Finite element analysis is calculated through using Msc. Marc software 2001. static linear elastic analysis of working conditions include as following: (1) the first analysis only on the action of wind loading; (2) the second analysis only on the action of level pressure of storage material; (3) the third analysis on the joint actions of both level pressure of storage material and friction; (4) the fourth analysis on the joint actions of wind loading, level pressure of storage material and friction. In addition, the structural weight, top surface loading and the concentrated loading of silo roof is always involved in combination. 

The Results of Finite Element Analysis

The first analysis shall face the most unfavorable situation if silo is empty. Because wind loading always forms a symmetric impact, stress and deformation only on its action shall also be symmetric. Therefore,   the analysis of stress and deformation for silo is only made along the wall height direction. Maximum horizontal displacement and main principal stress should be 3.9mm, i.e. change of horizontal displacement is 1.955 X 10^-1 andσ_max9.609 X 10⁶n/m². The allowable displacement and stress of silo are 1.0 ×10^-3 and 2.15×10⁸n/m² respectively. So the stress and deformation of the silo only on the action of wind loading can meet allowable conditions, the structure is stable.

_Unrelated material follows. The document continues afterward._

PR #2847, opened 2021-10-07
Implement get_refs function for DrtLambdaExpression

### LINKED ISSUE #2844: NotImplementedError in lambda DRT simplification.
The following piece of code gives NotImplementedError on line 264 of drt.py (3.6.4)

The second, third and fourth analysis respectively stands for the possible state of full silo. Comparatively speaking, the fourth analysis is the most unfavorable state. Considered permissible value, its relative maximum horizontal displacement and the maximum main stress are slightly more than the maximum permissible value of stress in 2.0-3.0m high (relative height is 0. 1-0.15).

By finite element analysis on the structural static of spiral steel silo using Msc. Marc software, in the range of the relative height from 0.1m to 0.15m at lower part of silo wall the stress and deformation is bigger due to friction and horizontal stress is big. Under the conditions of the model, the stress and deformation have been slightly more than the allowance.